淡々と、弱拍で進行するかと思いきや、浴槽から水が溢れるように溜め込んだ怒りが一気に爆発するこの緩急。シーンを丁寧に、丁寧に積み上げているからこそ観ている側(少なくとも自分)も置いてきぼりにならず痛みを共有できる。
序盤は字幕無しでは分からないくらいボソボソと喋る斎藤工。
売れている時はチヤホヤ、人気が陰ると掌返し。売れている漫画家しか必要とされていないという強迫観念。形だけの友達づきあい。余計な装飾語抜きで表現されていると思った。
映像美もまたいい。陰湿な仕事部屋。ホテルのネオンの妖艶さ。美術スタッフも、照明スタッフも雰囲気にあったシーンをしっかり作り上げている。

趣里演じるちふゆの故郷のシーンも夏の空の青さや広がる海がとても美しく切り取られているし、ゆったりと時間が流れている描写がまたいい。

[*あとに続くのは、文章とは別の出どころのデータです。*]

Issue #20, opened 2015-10-05
await sync if it's already in progress when configure tells Travis to sync


mykmelez:
When the _configure_ command doesn't find your repository in Travis, it tells Travis to sync it and then waits for the sync to complete (periodically polling Travis to find out the status of the sync). But if Travis is _already_ syncing your repository when _configure_ tells it to sync, then the _travis.users.sync.post_ call throws `{ message: 'Sync already in progress. Try again later.' }`, and the command doesn't catch that error, so it simply reports the error and dies:

> Checking the status of your repository in Travis…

漫画家だった自分を捨て去り、ちふゆと一緒になって真新しい人生をスタートしようという決意。しかし、交換したLINEの登録名で素性がバレてしまう。あの時の悲痛な慟哭は胸が苦しくなった。
あの場面でちふゆが『さよサン』最終巻ラストの台詞を暗唱したのも、多分彼女には作家のメッセージがちゃんと届いていた証拠だと思いたい。
伝わる、評価される、ずっと応援してくれるファンがいる。
これは漫画家に限らず全てのクリエイターにとって嬉しいことなはず。
しかし、斎藤工演じる深澤薫にはもう響かなくなっていた。
もともとが自己中心的なコミュ障。
故に大学時代に年下の彼女が離れてしまい、妻も自分を夫として見てはくれない。全ては自分が蒔いた種。
愛に飢えても与えてくれる人はおらず、結局行き着いた答えは売れる作品を生み出すこと。
虚しさと引き換えに次作の『星ポラ』を方法論でヒットさせて迎えたサイン会。
低迷期でもずっと応援してくれたアカリがその本質を理解してなかったことへのショックで物語は幕を閉じる。
なんて辛い終わり方なんだろう。そう思える人は決して多くないかもしれない。
しかし、少なくとも自分には伝わった。
だからこのスコアである。

偶然だけど、自分も年末年始にポルトガル・リスボンへ旅行してきた。少しならポルトガル語も喋れるよ。